**Prompt**
Nothing in the records may be left out; restate them word for word.

Records shown Block Start

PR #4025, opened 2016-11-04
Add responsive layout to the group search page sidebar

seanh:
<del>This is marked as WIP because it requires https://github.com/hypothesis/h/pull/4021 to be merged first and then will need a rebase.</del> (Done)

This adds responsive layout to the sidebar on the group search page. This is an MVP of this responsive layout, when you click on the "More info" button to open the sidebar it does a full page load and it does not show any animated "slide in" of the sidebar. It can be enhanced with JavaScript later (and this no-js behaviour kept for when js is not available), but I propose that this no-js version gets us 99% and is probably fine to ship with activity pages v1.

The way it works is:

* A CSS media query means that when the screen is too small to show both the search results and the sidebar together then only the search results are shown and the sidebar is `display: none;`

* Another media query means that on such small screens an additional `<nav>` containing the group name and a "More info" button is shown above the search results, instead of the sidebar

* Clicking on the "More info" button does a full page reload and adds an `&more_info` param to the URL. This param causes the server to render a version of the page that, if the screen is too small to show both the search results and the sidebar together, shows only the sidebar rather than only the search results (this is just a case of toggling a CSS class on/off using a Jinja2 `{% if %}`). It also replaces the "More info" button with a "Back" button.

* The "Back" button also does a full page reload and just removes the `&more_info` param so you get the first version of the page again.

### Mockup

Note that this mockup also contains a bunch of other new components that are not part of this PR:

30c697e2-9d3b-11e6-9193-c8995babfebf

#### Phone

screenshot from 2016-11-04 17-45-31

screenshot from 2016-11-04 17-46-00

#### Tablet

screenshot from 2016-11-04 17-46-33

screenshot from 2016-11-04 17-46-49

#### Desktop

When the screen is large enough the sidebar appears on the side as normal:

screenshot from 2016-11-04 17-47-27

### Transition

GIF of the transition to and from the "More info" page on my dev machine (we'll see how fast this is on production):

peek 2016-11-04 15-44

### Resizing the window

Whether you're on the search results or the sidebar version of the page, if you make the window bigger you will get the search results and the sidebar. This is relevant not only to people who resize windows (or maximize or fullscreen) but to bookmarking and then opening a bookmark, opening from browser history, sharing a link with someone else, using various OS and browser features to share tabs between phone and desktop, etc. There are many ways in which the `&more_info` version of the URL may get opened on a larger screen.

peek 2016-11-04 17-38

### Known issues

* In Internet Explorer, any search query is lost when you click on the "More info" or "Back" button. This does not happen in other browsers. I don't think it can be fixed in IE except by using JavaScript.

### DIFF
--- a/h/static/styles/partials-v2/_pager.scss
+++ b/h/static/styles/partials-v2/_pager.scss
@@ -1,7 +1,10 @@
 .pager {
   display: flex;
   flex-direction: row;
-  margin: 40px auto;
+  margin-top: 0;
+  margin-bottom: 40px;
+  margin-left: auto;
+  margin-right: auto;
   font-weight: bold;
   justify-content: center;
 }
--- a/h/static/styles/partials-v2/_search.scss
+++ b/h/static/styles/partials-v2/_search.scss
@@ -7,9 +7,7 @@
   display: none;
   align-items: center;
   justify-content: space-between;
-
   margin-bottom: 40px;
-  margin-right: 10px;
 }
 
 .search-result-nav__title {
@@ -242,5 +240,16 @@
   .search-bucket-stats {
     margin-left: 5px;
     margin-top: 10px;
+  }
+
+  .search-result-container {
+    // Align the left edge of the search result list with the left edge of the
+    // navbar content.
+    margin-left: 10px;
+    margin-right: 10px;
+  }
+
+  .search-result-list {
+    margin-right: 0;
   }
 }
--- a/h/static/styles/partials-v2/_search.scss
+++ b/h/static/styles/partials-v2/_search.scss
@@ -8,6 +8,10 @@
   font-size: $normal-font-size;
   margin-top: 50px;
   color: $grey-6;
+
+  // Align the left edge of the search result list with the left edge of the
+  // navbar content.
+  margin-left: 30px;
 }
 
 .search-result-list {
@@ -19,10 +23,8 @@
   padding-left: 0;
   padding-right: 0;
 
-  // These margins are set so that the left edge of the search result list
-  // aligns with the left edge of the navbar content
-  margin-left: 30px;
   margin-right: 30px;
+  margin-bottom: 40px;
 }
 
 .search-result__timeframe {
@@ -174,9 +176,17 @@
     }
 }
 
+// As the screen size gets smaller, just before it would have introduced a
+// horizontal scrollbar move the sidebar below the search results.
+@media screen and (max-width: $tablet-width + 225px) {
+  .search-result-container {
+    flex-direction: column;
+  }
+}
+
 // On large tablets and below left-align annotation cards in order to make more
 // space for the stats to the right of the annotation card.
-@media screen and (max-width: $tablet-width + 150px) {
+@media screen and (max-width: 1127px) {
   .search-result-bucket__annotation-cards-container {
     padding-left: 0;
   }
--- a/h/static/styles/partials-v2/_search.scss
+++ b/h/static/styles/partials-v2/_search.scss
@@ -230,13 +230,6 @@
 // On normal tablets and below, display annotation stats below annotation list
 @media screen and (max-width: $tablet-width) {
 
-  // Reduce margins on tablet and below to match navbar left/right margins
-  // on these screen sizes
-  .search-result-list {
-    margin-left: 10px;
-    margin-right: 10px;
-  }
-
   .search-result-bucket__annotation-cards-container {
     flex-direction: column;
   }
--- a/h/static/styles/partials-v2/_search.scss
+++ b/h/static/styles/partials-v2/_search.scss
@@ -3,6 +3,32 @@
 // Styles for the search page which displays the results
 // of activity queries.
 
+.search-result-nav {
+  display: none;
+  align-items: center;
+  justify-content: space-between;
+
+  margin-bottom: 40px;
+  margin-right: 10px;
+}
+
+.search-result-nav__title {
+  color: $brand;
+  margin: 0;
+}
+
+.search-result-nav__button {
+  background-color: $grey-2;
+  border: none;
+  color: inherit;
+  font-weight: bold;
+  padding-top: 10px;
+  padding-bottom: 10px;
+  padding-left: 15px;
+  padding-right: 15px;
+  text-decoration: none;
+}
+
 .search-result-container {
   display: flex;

Records shown Block End

**Finished exercise**
PR #4025, opened 2016-11-04
Add responsive layout to the group search page sidebar

seanh:
<del>This is marked as WIP because it requires https://github.com/hypothesis/h/pull/4021 to be merged first and then will need a rebase.</del> (Done)

This adds responsive layout to the sidebar on the group search page. This is an MVP of this responsive layout, when you click on the "More info" button to open the sidebar it does a full page load and it does not show any animated "slide in" of the sidebar. It can be enhanced with JavaScript later (and this no-js behaviour kept for when js is not available), but I propose that this no-js version gets us 99% and is probably fine to ship with activity pages v1.

The way it works is:

* A CSS media query means that when the screen is too small to show both the search results and the sidebar together then only the search results are shown and the sidebar is `display: none;`

* Another media query means that on such small screens an additional `<nav>` containing the group name and a "More info" button is shown above the search results, instead of the sidebar

* Clicking on the "More info" button does a full page reload and adds an `&more_info` param to the URL. This param causes the server to render a version of the page that, if the screen is too small to show both the search results and the sidebar together, shows only the sidebar rather than only the search results (this is just a case of toggling a CSS class on/off using a Jinja2 `{% if %}`). It also replaces the "More info" button with a "Back" button.

* The "Back" button also does a full page reload and just removes the `&more_info` param so you get the first version of the page again.

### Mockup

Note that this mockup also contains a bunch of other new components that are not part of this PR:

30c697e2-9d3b-11e6-9193-c8995babfebf

#### Phone

screenshot from 2016-11-04 17-45-31

screenshot from 2016-11-04 17-46-00

#### Tablet

screenshot from 2016-11-04 17-46-33

screenshot from 2016-11-04 17-46-49

#### Desktop

When the screen is large enough the sidebar appears on the side as normal:

screenshot from 2016-11-04 17-47-27

### Transition

GIF of the transition to and from the "More info" page on my dev machine (we'll see how fast this is on production):

peek 2016-11-04 15-44

### Resizing the window

Whether you're on the search results or the sidebar version of the page, if you make the window bigger you will get the search results and the sidebar. This is relevant not only to people who resize windows (or maximize or fullscreen) but to bookmarking and then opening a bookmark, opening from browser history, sharing a link with someone else, using various OS and browser features to share tabs between phone and desktop, etc. There are many ways in which the `&more_info` version of the URL may get opened on a larger screen.

peek 2016-11-04 17-38

### Known issues

* In Internet Explorer, any search query is lost when you click on the "More info" or "Back" button. This does not happen in other browsers. I don't think it can be fixed in IE except by using JavaScript.

### DIFF
--- a/h/static/styles/partials-v2/_pager.scss
+++ b/h/static/styles/partials-v2/_pager.scss
@@ -1,7 +1,10 @@
 .pager {
   display: flex;
   flex-direction: row;
-  margin: 40px auto;
+  margin-top: 0;
+  margin-bottom: 40px;
+  margin-left: auto;
+  margin-right: auto;
   font-weight: bold;
   justify-content: center;
 }
--- a/h/static/styles/partials-v2/_search.scss
+++ b/h/static/styles/partials-v2/_search.scss
@@ -7,9 +7,7 @@
   display: none;
   align-items: center;
   justify-content: space-between;
-
   margin-bottom: 40px;
-  margin-right: 10px;
 }
 
 .search-result-nav__title {
@@ -242,5 +240,16 @@
   .search-bucket-stats {
     margin-left: 5px;
     margin-top: 10px;
+  }
+
+  .search-result-container {
+    // Align the left edge of the search result list with the left edge of the
+    // navbar content.
+    margin-left: 10px;
+    margin-right: 10px;
+  }
+
+  .search-result-list {
+    margin-right: 0;
   }
 }
--- a/h/static/styles/partials-v2/_search.scss
+++ b/h/static/styles/partials-v2/_search.scss
@@ -8,6 +8,10 @@
   font-size: $normal-font-size;
   margin-top: 50px;
   color: $grey-6;
+
+  // Align the left edge of the search result list with the left edge of the
+  // navbar content.
+  margin-left: 30px;
 }
 
 .search-result-list {
@@ -19,10 +23,8 @@
   padding-left: 0;
   padding-right: 0;
 
-  // These margins are set so that the left edge of the search result list
-  // aligns with the left edge of the navbar content
-  margin-left: 30px;
   margin-right: 30px;
+  margin-bottom: 40px;
 }
 
 .search-result__timeframe {
@@ -174,9 +176,17 @@
     }
 }
 
+// As the screen size gets smaller, just before it would have introduced a
+// horizontal scrollbar move the sidebar below the search results.
+@media screen and (max-width: $tablet-width + 225px) {
+  .search-result-container {
+    flex-direction: column;
+  }
+}
+
 // On large tablets and below left-align annotation cards in order to make more
 // space for the stats to the right of the annotation card.
-@media screen and (max-width: $tablet-width + 150px) {
+@media screen and (max-width: 1127px) {
   .search-result-bucket__annotation-cards-container {
     padding-left: 0;
   }
--- a/h/static/styles/partials-v2/_search.scss
+++ b/h/static/styles/partials-v2/_search.scss
@@ -230,13 +230,6 @@
 // On normal tablets and below, display annotation stats below annotation list
 @media screen and (max-width: $tablet-width) {
 
-  // Reduce margins on tablet and below to match navbar left/right margins
-  // on these screen sizes
-  .search-result-list {
-    margin-left: 10px;
-    margin-right: 10px;
-  }
-
   .search-result-bucket__annotation-cards-container {
     flex-direction: column;
   }
--- a/h/static/styles/partials-v2/_search.scss
+++ b/h/static/styles/partials-v2/_search.scss
@@ -3,6 +3,32 @@
 // Styles for the search page which displays the results
 // of activity queries.
 
+.search-result-nav {
+  display: none;
+  align-items: center;
+  justify-content: space-between;
+
+  margin-bottom: 40px;
+  margin-right: 10px;
+}
+
+.search-result-nav__title {
+  color: $brand;
+  margin: 0;
+}
+
+.search-result-nav__button {
+  background-color: $grey-2;
+  border: none;
+  color: inherit;
+  font-weight: bold;
+  padding-top: 10px;
+  padding-bottom: 10px;
+  padding-left: 15px;
+  padding-right: 15px;
+  text-decoration: none;
+}
+
 .search-result-container {
   display: flex;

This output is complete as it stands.